§ **PROMPT**:
Write out the complete data exactly as written.

§ **TASK INPUTS**:
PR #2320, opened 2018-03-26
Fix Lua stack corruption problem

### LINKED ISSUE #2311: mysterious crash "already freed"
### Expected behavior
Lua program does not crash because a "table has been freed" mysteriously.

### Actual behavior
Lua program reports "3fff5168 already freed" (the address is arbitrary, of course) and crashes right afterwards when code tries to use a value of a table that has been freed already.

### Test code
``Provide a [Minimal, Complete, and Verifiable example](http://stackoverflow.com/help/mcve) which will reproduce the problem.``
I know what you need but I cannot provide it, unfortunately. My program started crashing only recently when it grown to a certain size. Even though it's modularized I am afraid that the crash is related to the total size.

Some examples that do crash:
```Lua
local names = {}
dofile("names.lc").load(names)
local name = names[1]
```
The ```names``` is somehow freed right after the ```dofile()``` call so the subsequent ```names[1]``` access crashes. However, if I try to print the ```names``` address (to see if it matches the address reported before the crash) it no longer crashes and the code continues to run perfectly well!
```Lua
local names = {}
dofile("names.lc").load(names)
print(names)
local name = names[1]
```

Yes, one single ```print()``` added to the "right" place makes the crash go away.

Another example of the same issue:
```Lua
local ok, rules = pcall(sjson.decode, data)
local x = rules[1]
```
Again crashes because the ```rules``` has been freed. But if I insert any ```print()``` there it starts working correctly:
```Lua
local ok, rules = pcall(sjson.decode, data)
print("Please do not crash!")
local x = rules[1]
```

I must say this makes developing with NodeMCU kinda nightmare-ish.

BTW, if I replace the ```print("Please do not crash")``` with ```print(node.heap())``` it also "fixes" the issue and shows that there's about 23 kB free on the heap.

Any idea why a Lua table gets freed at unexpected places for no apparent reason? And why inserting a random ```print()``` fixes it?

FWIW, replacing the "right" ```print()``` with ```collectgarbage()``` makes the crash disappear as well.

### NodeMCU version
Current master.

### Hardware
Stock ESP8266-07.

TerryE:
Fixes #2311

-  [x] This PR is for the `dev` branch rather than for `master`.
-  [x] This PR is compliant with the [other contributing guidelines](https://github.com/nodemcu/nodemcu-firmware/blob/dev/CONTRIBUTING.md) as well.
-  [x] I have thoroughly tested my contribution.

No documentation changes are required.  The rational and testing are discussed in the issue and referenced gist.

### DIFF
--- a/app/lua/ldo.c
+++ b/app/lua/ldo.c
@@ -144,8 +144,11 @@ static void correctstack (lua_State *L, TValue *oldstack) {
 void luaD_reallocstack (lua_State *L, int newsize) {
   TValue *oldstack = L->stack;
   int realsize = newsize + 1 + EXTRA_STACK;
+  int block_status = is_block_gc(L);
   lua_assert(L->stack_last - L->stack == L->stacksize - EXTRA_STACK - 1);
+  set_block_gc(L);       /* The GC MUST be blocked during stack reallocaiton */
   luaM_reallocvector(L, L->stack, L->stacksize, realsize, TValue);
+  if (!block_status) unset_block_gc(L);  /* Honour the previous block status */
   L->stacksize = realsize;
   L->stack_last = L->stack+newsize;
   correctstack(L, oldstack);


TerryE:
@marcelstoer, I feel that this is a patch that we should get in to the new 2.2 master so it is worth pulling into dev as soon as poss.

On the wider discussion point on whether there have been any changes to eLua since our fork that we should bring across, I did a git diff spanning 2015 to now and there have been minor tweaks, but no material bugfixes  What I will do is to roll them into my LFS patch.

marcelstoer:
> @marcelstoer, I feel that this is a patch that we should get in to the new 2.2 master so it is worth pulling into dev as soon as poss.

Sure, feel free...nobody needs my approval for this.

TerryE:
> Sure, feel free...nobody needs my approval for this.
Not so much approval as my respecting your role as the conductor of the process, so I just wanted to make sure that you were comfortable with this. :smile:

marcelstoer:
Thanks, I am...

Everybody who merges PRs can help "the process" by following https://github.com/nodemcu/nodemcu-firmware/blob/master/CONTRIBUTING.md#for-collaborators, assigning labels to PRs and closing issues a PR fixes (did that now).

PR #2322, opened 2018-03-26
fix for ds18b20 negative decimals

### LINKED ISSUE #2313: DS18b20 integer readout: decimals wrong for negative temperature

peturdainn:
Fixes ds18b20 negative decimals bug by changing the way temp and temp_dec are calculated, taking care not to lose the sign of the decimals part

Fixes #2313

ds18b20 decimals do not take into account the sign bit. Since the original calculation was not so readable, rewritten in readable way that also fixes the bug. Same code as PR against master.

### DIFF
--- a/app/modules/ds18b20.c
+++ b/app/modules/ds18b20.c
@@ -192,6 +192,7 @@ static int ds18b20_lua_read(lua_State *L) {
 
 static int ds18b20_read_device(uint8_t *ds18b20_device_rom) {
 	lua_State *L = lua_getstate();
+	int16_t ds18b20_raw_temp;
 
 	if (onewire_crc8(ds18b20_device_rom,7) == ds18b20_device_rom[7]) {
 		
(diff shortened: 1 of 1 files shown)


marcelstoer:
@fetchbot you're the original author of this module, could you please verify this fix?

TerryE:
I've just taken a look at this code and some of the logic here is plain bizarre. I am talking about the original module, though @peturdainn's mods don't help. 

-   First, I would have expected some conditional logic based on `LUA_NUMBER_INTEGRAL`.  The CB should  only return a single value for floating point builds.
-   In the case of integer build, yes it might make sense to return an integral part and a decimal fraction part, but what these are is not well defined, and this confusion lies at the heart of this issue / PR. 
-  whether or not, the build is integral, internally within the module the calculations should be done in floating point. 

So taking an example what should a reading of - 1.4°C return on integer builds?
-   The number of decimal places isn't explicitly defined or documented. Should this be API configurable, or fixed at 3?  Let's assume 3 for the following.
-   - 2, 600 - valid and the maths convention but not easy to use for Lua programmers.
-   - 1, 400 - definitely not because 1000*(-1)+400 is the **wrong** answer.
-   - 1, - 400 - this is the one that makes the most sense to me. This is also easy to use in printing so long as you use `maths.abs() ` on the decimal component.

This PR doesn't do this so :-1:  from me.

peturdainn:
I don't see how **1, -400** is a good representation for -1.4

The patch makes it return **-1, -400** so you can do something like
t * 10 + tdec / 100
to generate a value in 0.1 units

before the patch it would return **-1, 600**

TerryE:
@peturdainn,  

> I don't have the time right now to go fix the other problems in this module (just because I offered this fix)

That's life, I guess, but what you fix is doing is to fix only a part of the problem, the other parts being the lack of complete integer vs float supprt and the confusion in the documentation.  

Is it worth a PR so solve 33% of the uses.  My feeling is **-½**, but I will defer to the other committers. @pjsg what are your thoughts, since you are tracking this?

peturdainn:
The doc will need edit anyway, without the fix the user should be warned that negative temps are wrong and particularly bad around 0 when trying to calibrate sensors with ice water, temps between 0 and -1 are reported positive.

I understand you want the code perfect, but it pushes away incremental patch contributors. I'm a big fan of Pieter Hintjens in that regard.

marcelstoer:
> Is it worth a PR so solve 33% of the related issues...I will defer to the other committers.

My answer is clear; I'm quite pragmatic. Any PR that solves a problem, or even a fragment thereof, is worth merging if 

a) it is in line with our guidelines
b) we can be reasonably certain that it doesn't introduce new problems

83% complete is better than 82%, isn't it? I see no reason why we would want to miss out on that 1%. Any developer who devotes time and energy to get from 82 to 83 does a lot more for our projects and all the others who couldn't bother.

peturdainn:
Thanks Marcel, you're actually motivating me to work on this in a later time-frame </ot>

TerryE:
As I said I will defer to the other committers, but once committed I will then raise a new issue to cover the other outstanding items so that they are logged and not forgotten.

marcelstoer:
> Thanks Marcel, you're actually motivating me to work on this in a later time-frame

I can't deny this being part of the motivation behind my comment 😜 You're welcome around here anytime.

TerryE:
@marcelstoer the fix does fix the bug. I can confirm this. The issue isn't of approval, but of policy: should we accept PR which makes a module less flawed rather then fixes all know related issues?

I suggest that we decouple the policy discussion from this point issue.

§ **SOLUTION**:
PR #2320, opened 2018-03-26
Fix Lua stack corruption problem

### LINKED ISSUE #2311: mysterious crash "already freed"
### Expected behavior
Lua program does not crash because a "table has been freed" mysteriously.

### Actual behavior
Lua program reports "3fff5168 already freed" (the address is arbitrary, of course) and crashes right afterwards when code tries to use a value of a table that has been freed already.

### Test code
``Provide a [Minimal, Complete, and Verifiable example](http://stackoverflow.com/help/mcve) which will reproduce the problem.``
I know what you need but I cannot provide it, unfortunately. My program started crashing only recently when it grown to a certain size. Even though it's modularized I am afraid that the crash is related to the total size.

Some examples that do crash:
```Lua
local names = {}
dofile("names.lc").load(names)
local name = names[1]
```
The ```names``` is somehow freed right after the ```dofile()``` call so the subsequent ```names[1]``` access crashes. However, if I try to print the ```names``` address (to see if it matches the address reported before the crash) it no longer crashes and the code continues to run perfectly well!
```Lua
local names = {}
dofile("names.lc").load(names)
print(names)
local name = names[1]
```

Yes, one single ```print()``` added to the "right" place makes the crash go away.

Another example of the same issue:
```Lua
local ok, rules = pcall(sjson.decode, data)
local x = rules[1]
```
Again crashes because the ```rules``` has been freed. But if I insert any ```print()``` there it starts working correctly:
```Lua
local ok, rules = pcall(sjson.decode, data)
print("Please do not crash!")
local x = rules[1]
```

I must say this makes developing with NodeMCU kinda nightmare-ish.

BTW, if I replace the ```print("Please do not crash")``` with ```print(node.heap())``` it also "fixes" the issue and shows that there's about 23 kB free on the heap.

Any idea why a Lua table gets freed at unexpected places for no apparent reason? And why inserting a random ```print()``` fixes it?

FWIW, replacing the "right" ```print()``` with ```collectgarbage()``` makes the crash disappear as well.

### NodeMCU version
Current master.

### Hardware
Stock ESP8266-07.

TerryE:
Fixes #2311

-  [x] This PR is for the `dev` branch rather than for `master`.
-  [x] This PR is compliant with the [other contributing guidelines](https://github.com/nodemcu/nodemcu-firmware/blob/dev/CONTRIBUTING.md) as well.
-  [x] I have thoroughly tested my contribution.

No documentation changes are required.  The rational and testing are discussed in the issue and referenced gist.

### DIFF
--- a/app/lua/ldo.c
+++ b/app/lua/ldo.c
@@ -144,8 +144,11 @@ static void correctstack (lua_State *L, TValue *oldstack) {
 void luaD_reallocstack (lua_State *L, int newsize) {
   TValue *oldstack = L->stack;
   int realsize = newsize + 1 + EXTRA_STACK;
+  int block_status = is_block_gc(L);
   lua_assert(L->stack_last - L->stack == L->stacksize - EXTRA_STACK - 1);
+  set_block_gc(L);       /* The GC MUST be blocked during stack reallocaiton */
   luaM_reallocvector(L, L->stack, L->stacksize, realsize, TValue);
+  if (!block_status) unset_block_gc(L);  /* Honour the previous block status */
   L->stacksize = realsize;
   L->stack_last = L->stack+newsize;
   correctstack(L, oldstack);


TerryE:
@marcelstoer, I feel that this is a patch that we should get in to the new 2.2 master so it is worth pulling into dev as soon as poss.

On the wider discussion point on whether there have been any changes to eLua since our fork that we should bring across, I did a git diff spanning 2015 to now and there have been minor tweaks, but no material bugfixes  What I will do is to roll them into my LFS patch.

marcelstoer:
> @marcelstoer, I feel that this is a patch that we should get in to the new 2.2 master so it is worth pulling into dev as soon as poss.

Sure, feel free...nobody needs my approval for this.

TerryE:
> Sure, feel free...nobody needs my approval for this.
Not so much approval as my respecting your role as the conductor of the process, so I just wanted to make sure that you were comfortable with this. :smile:

marcelstoer:
Thanks, I am...

Everybody who merges PRs can help "the process" by following https://github.com/nodemcu/nodemcu-firmware/blob/master/CONTRIBUTING.md#for-collaborators, assigning labels to PRs and closing issues a PR fixes (did that now).

PR #2322, opened 2018-03-26
fix for ds18b20 negative decimals

### LINKED ISSUE #2313: DS18b20 integer readout: decimals wrong for negative temperature

peturdainn:
Fixes ds18b20 negative decimals bug by changing the way temp and temp_dec are calculated, taking care not to lose the sign of the decimals part

Fixes #2313

ds18b20 decimals do not take into account the sign bit. Since the original calculation was not so readable, rewritten in readable way that also fixes the bug. Same code as PR against master.

### DIFF
--- a/app/modules/ds18b20.c
+++ b/app/modules/ds18b20.c
@@ -192,6 +192,7 @@ static int ds18b20_lua_read(lua_State *L) {
 
 static int ds18b20_read_device(uint8_t *ds18b20_device_rom) {
 	lua_State *L = lua_getstate();
+	int16_t ds18b20_raw_temp;
 
 	if (onewire_crc8(ds18b20_device_rom,7) == ds18b20_device_rom[7]) {
 		
(diff shortened: 1 of 1 files shown)


marcelstoer:
@fetchbot you're the original author of this module, could you please verify this fix?

TerryE:
I've just taken a look at this code and some of the logic here is plain bizarre. I am talking about the original module, though @peturdainn's mods don't help. 

-   First, I would have expected some conditional logic based on `LUA_NUMBER_INTEGRAL`.  The CB should  only return a single value for floating point builds.
-   In the case of integer build, yes it might make sense to return an integral part and a decimal fraction part, but what these are is not well defined, and this confusion lies at the heart of this issue / PR. 
-  whether or not, the build is integral, internally within the module the calculations should be done in floating point. 

So taking an example what should a reading of - 1.4°C return on integer builds?
-   The number of decimal places isn't explicitly defined or documented. Should this be API configurable, or fixed at 3?  Let's assume 3 for the following.
-   - 2, 600 - valid and the maths convention but not easy to use for Lua programmers.
-   - 1, 400 - definitely not because 1000*(-1)+400 is the **wrong** answer.
-   - 1, - 400 - this is the one that makes the most sense to me. This is also easy to use in printing so long as you use `maths.abs() ` on the decimal component.

This PR doesn't do this so :-1:  from me.

peturdainn:
I don't see how **1, -400** is a good representation for -1.4

The patch makes it return **-1, -400** so you can do something like
t * 10 + tdec / 100
to generate a value in 0.1 units

before the patch it would return **-1, 600**

TerryE:
@peturdainn,  

> I don't have the time right now to go fix the other problems in this module (just because I offered this fix)

That's life, I guess, but what you fix is doing is to fix only a part of the problem, the other parts being the lack of complete integer vs float supprt and the confusion in the documentation.  

Is it worth a PR so solve 33% of the uses.  My feeling is **-½**, but I will defer to the other committers. @pjsg what are your thoughts, since you are tracking this?

peturdainn:
The doc will need edit anyway, without the fix the user should be warned that negative temps are wrong and particularly bad around 0 when trying to calibrate sensors with ice water, temps between 0 and -1 are reported positive.

I understand you want the code perfect, but it pushes away incremental patch contributors. I'm a big fan of Pieter Hintjens in that regard.

marcelstoer:
> Is it worth a PR so solve 33% of the related issues...I will defer to the other committers.

My answer is clear; I'm quite pragmatic. Any PR that solves a problem, or even a fragment thereof, is worth merging if 

a) it is in line with our guidelines
b) we can be reasonably certain that it doesn't introduce new problems

83% complete is better than 82%, isn't it? I see no reason why we would want to miss out on that 1%. Any developer who devotes time and energy to get from 82 to 83 does a lot more for our projects and all the others who couldn't bother.

peturdainn:
Thanks Marcel, you're actually motivating me to work on this in a later time-frame </ot>

TerryE:
As I said I will defer to the other committers, but once committed I will then raise a new issue to cover the other outstanding items so that they are logged and not forgotten.

marcelstoer:
> Thanks Marcel, you're actually motivating me to work on this in a later time-frame

I can't deny this being part of the motivation behind my comment 😜 You're welcome around here anytime.

TerryE:
@marcelstoer the fix does fix the bug. I can confirm this. The issue isn't of approval, but of policy: should we accept PR which makes a module less flawed rather then fixes all know related issues?

I suggest that we decouple the policy discussion from this point issue.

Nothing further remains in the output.